この記事の連載

台北の映画街「西門町」

 多くの作品が台北市内を舞台にしているエドワード・ヤンに対し、盟友ホウ・シャオシェンの映画の多くは、田舎や地方都市で撮られている。この違いは、それぞれの出自によるものかもしれない。ホウ・シャオシェンの映画のロケ地として有名なのは、『悲情城市』(89)の舞台であり、今や観光名所にもなっている九份や基隆。子供たちが祖父の家で過ごす夏休みを描いた『冬冬の夏休み』(84)の舞台は銅鑼。

 ホウ・シャオシェン自身の幼年期をモデルにした『童年往時』(95)では、監督が少年時代を過ごした高雄市の鳳山が舞台となっている。
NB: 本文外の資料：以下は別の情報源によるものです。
PR #1006, opened 2020-10-25
Bump version to 0.6.0 for semantic versioning

RedSparr0w:
Start using [semantic versioning](https://semver.org/)

## Summary
Given a version number `MAJOR.MINOR.PATCH`, increment the:

`MAJOR` version when you make incompatible API changes,
`MINOR` version when you add functionality in a backwards compatible manner, and
`PATCH` version when you make backwards compatible bug fixes.
Additional labels for pre-release and build metadata are available as extensions to the `MAJOR.MINOR.PATCH` format.

_We will generally only bump the `MINOR` version with each live website release._
_And the `PATCH` version if there are any small semi-urgent changes needed on the live website._


SpenserJ (approved):
Looks good to me! :+1: I pushed a fix for guarding against routeKills being converted already, just so that dev saves will also update

src/scripts/Update.ts
```diff
@@ -146,24 +146,33 @@ class Update implements Saveable {
...
-                return acc;
-            }, {});
-            saveData.statistics.routeKills = result;
+            // Re-map route kill statistics
+            if (
+                typeof saveData.statistics.routeKills === 'object' &&
+                Array.isArray(saveData.statistics.routeKills) === false
+            ) {
+                console.log('Skipping 0.6.0 statistics routeKills update because it is already an object');
+            } else {
```
RedSparr0w, line 156: I'm not sure about adding this part, seems unnecessary as dev saves shouldn't be main saves, and they can easily be fixed by just manually changing the version number from `0.5.8` -> `0.6.0`.

It's similar to when we add other data that will need to be modified, if the save is already on the latest version, the update functions won't be run, and the save is unlikely to work with the new version.

PR #1007, opened 2020-10-25
fix(statistics): Fix bug with length property

### LINKED ISSUE #947: [BUG] Statistics complaining in console with a fresh save
Lots of this on a fresh save with the current develop branch (48d1cbd425493b344b19dbfa430d9c6755c5d586)
```
console.trace() [Statistics] [berriesHarvested] Invalid property requested: length StatisticStore.ts:74:37
    get webpack:///./src/modules/DataStore/StatisticStore.ts?:74
    toJSON webpack:///./src/modules/DataStore/StatisticStore.ts?:145
    toJSON webpack:///./src/modules/DataStore/StatisticStore.ts?:144
    load http://localhost:3000/scripts/script.min.js?v=0.5.7:19194
    load http://localhost:3000/scripts/script.min.js?v=0.5.7:19190
    initialize http://localhost:3000/scripts/script.min.js?v=0.5.7:19208
    start http://localhost:3000/scripts/script.min.js?v=0.5.7:21
```

SpenserJ:
This is a small fix that should prevent the warning about `length` being an invalid property on new saves (because `0` is a falsey value). This will return whatever value is set, as long as it isn't undefined, so both `0` and an observable will be properly returned

closes #947

### DIFF
--- a/src/modules/DataStore/StatisticStore/index.ts
+++ b/src/modules/DataStore/StatisticStore/index.ts
@@ -133,7 +133,7 @@ export default class Statistics implements Saveable {
             // We use a proxy to generate new array observables on the fly.
             this[array] = new Proxy([], {
                 get: (statistics, prop: string) => {
-                    if (statistics[prop]) {
+                    if (typeof statistics[prop] !== 'undefined') {
                         return statistics[prop];
                     }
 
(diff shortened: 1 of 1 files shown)


RedSparr0w (approved):
Changes look good to me, thanks for the PR 👍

一方少年少女の切ない恋を描いた『恋恋風塵』(87)は九份を舞台にした映画ではあるが、この山村で育った少年ワンと、幼馴染の少女ホンがやがてそれぞれに台北へ上京し、都会暮らしをする様子がたっぷりと描かれている。

 『恋恋風塵』の台北でのロケ地の一つが、西門町にある「西門紅楼」。もともと官営市場として栄えた煉瓦造りのこの建物は、一時期「紅樓劇場」という映画館として使用されていて、劇中では、裏側部分がホンの働く仕立て屋として使用された。現在は建物内は全面的にリニューアルされ、雑貨屋などが入る文化施設として使用されている。
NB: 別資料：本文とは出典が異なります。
PR #1013, opened 2020-10-27
Add Liberty Garden

Ultima1990:
Also removed Strange House, Desert Resort, Virbank Complex, Undella Bay and Wellspring Cave dungeons.


RedSparr0w (changes requested):
Could you also remove these from the GameConstants,
Will be under the `UnovaDugneons` and the different area types _(Forest, Cave etc)_.

Ultima1990:
> Could you also remove these from the GameConstants,
> Will be under the `UnovaDugneons` and the different area types _(Forest, Cave etc)_.

Right, yup, forgot about that. Done.

RedSparr0w (approved):
Changes look good to me!

Thanks for the PR 👍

 この西門町付近は、ガイドブックなどでは「台北の原宿」と呼ばれるほど、若者向けの店が立ち並ぶ繁華街だが、昔は映画館街として栄えた場所で、今でも、大型の映画館が立ち並んでいる。60年代末から70年代初頭の台北を描いた『恋恋風塵』では、ワンの友人が勤める映画館が登場するので、もしかしてここも西門町あたりが舞台だろうか、と調べてみたら、どうやらロケ地に使われたのは大同区のあたりのようだ。